In Lin and colleagues' assessment, they evaluated a population of 214,430 adults with an atopic dermatisis diagnosis. These trial subjects had been identified via the TriNetX Global dataset. During their analysis, the investigators compared 2 cohorts of subjects: those newly beginning dupilumab use and those who initiated treatment with other systemic therapies such as methotrexate, corticosteroids, cyclosporine, azathioprine, and mycophenolate mofetil. The latter group did not have prior exposure to dupilumab.
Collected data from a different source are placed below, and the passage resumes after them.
Issue #166, opened 2017-02-09
NuGetPackageVerifier rules are required to be stateless per package, but aren't


Eilon:
E.g. here: https://github.com/aspnet/BuildTools/blob/ddf2ab467171df1d022ded7bfa6c80ccd7dc285b/src/NuGetPackageVerifier/Rules/PackageVersionMatchesAssemblyVersionRule.cs#L14-L15

Rules are singletons, so they must not have per-package state. But some rules are storing state about the package they are verifying.

In practice, this isn't a problem, because everything is single-threaded, and all state is always overwritten. But this code is very fragile and could easily break.

PR #245, opened 2017-05-02
Remove state from Rules

jbagga:
Addresses #166 

cc @Eilon @ajaybhargavb


src/NuGetPackageVerifier/Rules/AssemblyHasAttributeRuleBase.cs
```diff
@@ -57,5 +64,11 @@ public virtual IEnumerable<PackageVerifierIssue> Validate(PackageAnalysisContext
             string currentFilePath,
             AssemblyDefinition assembly,
             Mono.Collections.Generic.Collection<CustomAttribute> assemblyAttributes);
+
+        public abstract IEnumerable<PackageVerifierIssue> ValidateAttribute(
```
ajaybhargavb: This can be avoided. If `IPackageMetadata` is really needed by the sub classes, you can just add it to the existing `ValidateAttribute` abstract method. But I wouldn't really recommend it unless there are multiple rules that would benefit from this.

src/NuGetPackageVerifier/Rules/PackageOwnershipRule.cs
```diff
@@ -25,7 +25,6 @@ public class PackageOwnershipRule : IPackageVerifierRule
             "microsoft",
         };
         private static readonly IList<string> OwnedPackages = GetOwnedPackages();
-        private readonly HttpClient _httpClient = new HttpClient();
```
ajaybhargavb: This can just be `static`. Having a static `HttpClient` should be fine as long as we don't store any http response.

src/NuGetPackageVerifier/Rules/PackageVersionMatchesAssemblyVersionRule.cs
```diff
@@ -6,40 +6,33 @@
 using System.Linq;
 using System.Reflection;
 using Mono.Cecil;
+using Mono.Collections.Generic;
+using NuGet.Packaging;
 using NuGet.Versioning;
 
 namespace NuGetPackageVerifier.Rules
 {
     public class PackageVersionMatchesAssemblyVersionRule : AssemblyHasAttributeRuleBase
```
ajaybhargavb: Better to have this implement `IPackageVerifierRule` instead of using `AssemblyHasAttributeRuleBase` and copy the boilerplate code into this class.

jbagga:
@ajaybhargavb Updated

src/NuGetPackageVerifier/Rules/PackageOwnershipRule.cs
```diff
@@ -25,7 +25,7 @@ public class PackageOwnershipRule : IPackageVerifierRule
...
+        private static readonly HttpClient _httpClient = new HttpClient();
```
ajaybhargavb: `_httpClient` => `HttpClient` to keep it consistent with the other `static readonly`s

jbagga:
@Eilon @ajaybhargavb ~40% less time with these changes to run the rules

src/NuGetPackageVerifier/PackageAnalysisContext.cs
```diff
@@ -18,9 +21,18 @@ public class PackageAnalysisContext : IDisposable
...
 
+        public IDictionary<string, AssemblyAttributesData> AssemblyData = new Dictionary<string, AssemblyAttributesData>();
+
         public void Dispose()
         {
             _reader?.Dispose();
         }
     }
+
+    public class AssemblyAttributesData
```
Eilon: Move type to its own file.

src/NuGetPackageVerifier/Rules/AssemblyHasAttributeHelper.cs
```diff
@@ -0,0 +1,58 @@
...
+
+using System;
+using System.IO;
+using Mono.Cecil;
+
+namespace NuGetPackageVerifier.Rules
+{
+    public class AssemblyHasAttributeHelper
+    {
+        public static void GetAssemblyAttributesData(PackageAnalysisContext context)
```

The investigative team sought to diminish the impact of confounding variables, so they performed 1:1 propensity score matching. In this process, they balanced different variables such as sex, age, race, current health conditions among subjects, prior medication utilization, and lab values. The team's primary outcome of interest was determined to be the development of new-onset psoriasis.
Lin and coauthors used Kaplan-Meier curves for the purposes of estimating cumulative incidence, and they used Cox proportional hazards models to evaluate participants' relative risk. After the process of matching, each arm of the study included 9,860 individuals. The combined sample was 55.2% female and these individuals had a mean age of 44.8 years.
The participants were 18.2% Black or African American, 10.2% Asian, and 50.2% White. Within a three-year follow-up period, the investigators found that cumulative incidence of psoriasis had been higher among the subjects treated with dupilumab versus those given other systemic therapies (2.86% versus 1.79%, P < .001).1
The team found that the number needed to harm (NNH) for psoriasis with dupilumab was calculated at 94. The hazard ratio (HR) for psoriasis development in the dupilumab arm of the study was shown to be 1.58 (95% confidence interval [CI], 1.25–1.99), which they added would suggest a significantly increased risk. However, they did not identify a statistically significant difference for the development of psoriatic arthritis (HR, 1.97; 95% CI, 0.75–5.18).
This elevated risk of psoriasis was noted as having persisted across subgroups, including those with low baseline serum immunoglobulin E (IgE) levels—defined as less than 0.048 mg/dL (to convert to mg/L, multiply by 10)—and those without other allergic comorbidities (HR, 1.42; 95% CI, 1.06–1.89), with an HR of 1.59 (95% CI, 1.26–2.01). Lin et al found that their additional validation among those with asthma but without atopic dermatitis confirmed a similar link between dupilumab implementation and new-onset psoriasis (HR, 2.13; 95% CI, 1.38–3.31).
“This cohort study found that patients with [atopic dermatitis] receiving treatment with dupilumab had an increased psoriasis risk compared with those receiving other systemic agents,” the investigators concluded.1 “Despite the increased relative risk, an estimated NNH of 94 reflected the limited clinical relevance of the absolute risk. This risk should be weighed against dupilumab’s proven efficacy in treating [atopic dermatitis].”